Wednesday, February 26, 2003

Kunekt - Business Cards as RSS Feeds

Interesting concept. Instead of handing out numerous copies of your business card (data), now just point everyone to one copy stored as an XML file. Not sure what the benefit is in having it in RSS, though...


10:37:22 PM    
Semantic Web Journal

Very cool!

Welcome to the website of the Journal on Web Semantics! When designing the journal, we didn't just want to set up just another print journal, since we felt that the Semantic Web deserves and enables more than just paper and papers. This website, besides publishing preprints of the accepted papers, as aiming at more. Pure technology is only one aspect of semantics and the Semantic Web - maybe not even the most important one. Social aspects: sharing of technology, to learn and to be able to built-upon each others experiences is crucial. However, the traditional scientific process is still focusing on papers, neglecting other means of knowledge sharing. Consequently, not only scientific papers should be submitted, but anything that helps to learn from each other: demos and code, ontologies and code, initiative descriptions and code. Did I mention code? The journal website (and the print journal for descriptions), after a review process, will publish accepted material.

All of this is only possible when the community gets involved - by submitting and reading papers, code and anything else that you feel deserves publication (please submit papers to jsw@cs.man.ac.uk and anything else to me). But also by other means - providing or contributing software that helps to run the site. In the longer run, this website is following the "eat your own dogfood" philosophy - technologies described and software submitted will be used to drive the website.

Let's create the future we want - together.

Now when will they have an RSS feed?! :-)


12:18:55 PM    
Why RSS?

There's an interesting cross-blog discussion going on about RSS. Follow the links:

  • "Maybe one day Corante will get RSSfeeds. I almost completely missed this Part II. Almost nobody reads blogs anymoe. Everything comes in through RSS." [Marc's Voice]
  • "Actually, a tiny technical elite reads RSS. Everyone else reads on the web. Maybe that will change. I'm not sure." [EVHEAD]
  • "If I grab an RSS feed of his site, half the pleasure of visiting is taken away from me. The issue of RSS is about more than just textuality. Websites are still to some extent billboards, as they were back in 1995. But the slogan is often, 'Come for the scenery; stay for the entertainment'." [three legged pi]

Of course, all of you know where I come down in this debate. If you're a casual blog reader, then that last course of action is for you. But once you start reading 20+ blogs on a daily basis, an RSS news aggregator becomes a huge advantage. There's no way I could read 190 sites consistently and thoroughly without one. So at some point, you have to decide what's more important to you - the style or the substance. In my case, it's the substance.

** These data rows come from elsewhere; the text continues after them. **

PR #1271, opened 2019-12-09
enable STRICT_DUPLICATE_DETECTION in Jackson parser

sullis:

PR #1313, opened 2020-02-07
enable STRICT_DUPLICATE_DETECTION in Jackson parser for Yaml

jmini:
This PR is doing the same change as @sullis did in #1271 for JSON but for the YAML format.

Without the `STRICT_DUPLICATE_DETECTION`, when there are duplicates keys Jackson is silently ignoring the first one. This results in unpredictable behavior.

### Example

Following Yaml is invalid because of the 2 `"200"` keys in the response map:
```yaml
openapi: 3.0.1
info:
  title: title
  description: This is a sample server
  license:
    name: Apache-2.0
    url: http://www.apache.org/licenses/LICENSE-2.0.html
  version: 1.0.0
servers:
- url: https://api.absolute.org/v2
  description: An absolute path
paths:
  /whatever:
    get:
      summary: Some operation
      description: Some operation
      operationId: doWhatever
      responses:
        "200":
          description: OK
        "200":
          description: duplicate HTTP status code
```

As comparison the Swagger-Editor Javascript parser is doing a better job and displays an error:

image

### Other example

```yaml
openapi: 3.0.1
info:
  title: test with duplicate keys
  version: '1.0'
paths:
  /ping:
    get:
      operationId: pingOperation
      x-foo: bar
      x-foo: baz
      responses:
        '201':
          description: OK
```

With this example `getVendorExtensions()` is returning only one of the two `x-foo` keys.

After the change of this PR, an error is thrown by parsing (which is good because the Yaml is invalid in this case).

### DIFF
--- a/modules/swagger-parser-v3/src/main/java/io/swagger/v3/parser/ObjectMapperFactory.java
+++ b/modules/swagger-parser-v3/src/main/java/io/swagger/v3/parser/ObjectMapperFactory.java
@@ -15,7 +15,7 @@ public class ObjectMapperFactory {
     }
 
     protected static ObjectMapper createJson(boolean includePathDeserializer, boolean includeResponseDeserializer) {
-        return create(null, includePathDeserializer, includeResponseDeserializer);
+        return create(createJsonFactory(), includePathDeserializer, includeResponseDeserializer);
     }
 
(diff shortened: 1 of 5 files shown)


sullis:
nice work!  @jmini

Issue #1311, opened 2020-02-06
Deserialization of OpenAPI v3 Schema fails


jpommerening:
Hi everyone!

I think I found a very small issue in the OpenAPIDeserializer; the JSON schema parser more specifically.

**tl;dr: The parser throws a NullPointerException when it encounters a JSON schema that uses `patternProperties`.**

First, let me try to explain what happened: I'm describing an endpoint which returns an OpenAPI v3 document ("swagger.yaml") as a response.
To describe the response format, I'm `$ref`ering to a local copy of the [OpenAPI specification](https://github.com/OAI/OpenAPI-Specification/tree/master/schemas/v3.0).

When using swagger-parser to parse it as a schema, I get a `NullPointerException` in `io.swagger.v3.parser.util.OpenAPIDeserializer.getSchema(OpenAPIDeserializer.java:2418)` (which is [here](https://github.com/swagger-api/swagger-parser/blob/0439c63c97843f3a773a6802a693399fc4d7f387/modules/swagger-parser-v3/src/main/java/io/swagger/v3/parser/util/OpenAPIDeserializer.java#L2423)).

Turns out, the Parser is trying to access `result.extra` when `result` is `null`.
I'm not *exactly* sure what that signifies, but I discovered that the `patternProperties` key was causing the error.
If I understand that part of the method correctly, I'd assume that `patternProperties` should be listed in [`SCHEMA_KEYS`](https://github.com/swagger-api/swagger-parser/blob/0439c63c97843f3a773a6802a693399fc4d7f387/modules/swagger-parser-v3/src/main/java/io/swagger/v3/parser/util/OpenAPIDeserializer.java#L89).

The following should file should trigger the NPE:

```yaml
openapi: 3.0.0
info:
  title: Deserialization of OpenAPI v3 Schema fails
  version: 0.1.0
paths:
  /:
    get:
      description: When the response schema uses patternProperties
      responses:
        500:
          description: NPE
          content:
            'application/json':
              schema:
                $ref: 'https://raw.githubusercontent.com/OAI/OpenAPI-Specification/master/schemas/v3.0/schema.yaml'
```

*Edit:* updated example yaml. Apparently, it only happens when using `$ref`.

webron:
Technically, that makes is an invalid OpenAPI definition as there's no support for full JSON Schema and some keywords are not supported (this will change in OAS3.1).

jpommerening:
[...]

PR #1314, opened 2020-02-07
Fix for #1311

jpommerening:
While this does not add the capabilities to store `patternProperties` in ObjectSchemas, it fixes issue #1311 by at least making sure, that schema deserialization does not throw in that particular case.


gracekarina:
closing due to close issue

And Corante, my foot is tapping while I continue waiting to read your content....

[The Shifted Librarian]
There will definitely be a category of people who read dozens and dozens of weblogs regularly, and desktop aggregators will be their reader of choice. Will there come a day when everyone has a desktop aggregator? I think so, although that day may be very far away indeed.


12:15:10 PM    
XrML and DRM

Something for Macromedia to consider? I'd like to think that, some day, I can have a blog channel that is subscription-based, but there are few ways to address this now.

Microsoft details new rights management tech
Lately I've been looking into digital rights management and technologies that can help support paid content. I picked up this piece about forthcoming technology from Microsoft on this front, and was happy to learn about a new emerging standard, XrML, the extensible rights markup language. Microsoft is a investor in the founding company behind this specification (ContentGuard, a Xerox PARC spin-out).
I really like the approach taken with XrML. It's flexible and extensible enough to work with a very wide variety of content types, access and distribution models, encryption schems, and vendors. If major content formats like Windows Media, Office, Macromedia Flash, Adobe Acrobat, XHTML, MPEG, and others support this we could finally have the basis for secure, paid content.
[Jeremy Allaire's Radio]


11:56:32 AM    
Full Post RSS 2.0 Feed

Okay, I can take a hint. I've resisted for a long time, but some of my readers want a full post feed for my blog. Fine. Here you go. I originally resistsed because I didn't really see the point. Plus... [Jeremy Zawodny's blog]
Yeah! Another convert to full content in RSS!